=== Section Start ===

PR #1665, opened 2020-04-17
More small cleanups to the simulator extension module

eric-wieser:
Once again, the less code the better.

### DIFF
--- a/cocotb/share/lib/simulator/simulatormodule.cpp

=== Section End ===

• [Assigned task]:
Scan the material above for "simulator". Copy every line where it appears.

• [Exercise output]:
More small cleanups to the simulator extension module
--- a/cocotb/share/lib/simulator/simulatormodule.cpp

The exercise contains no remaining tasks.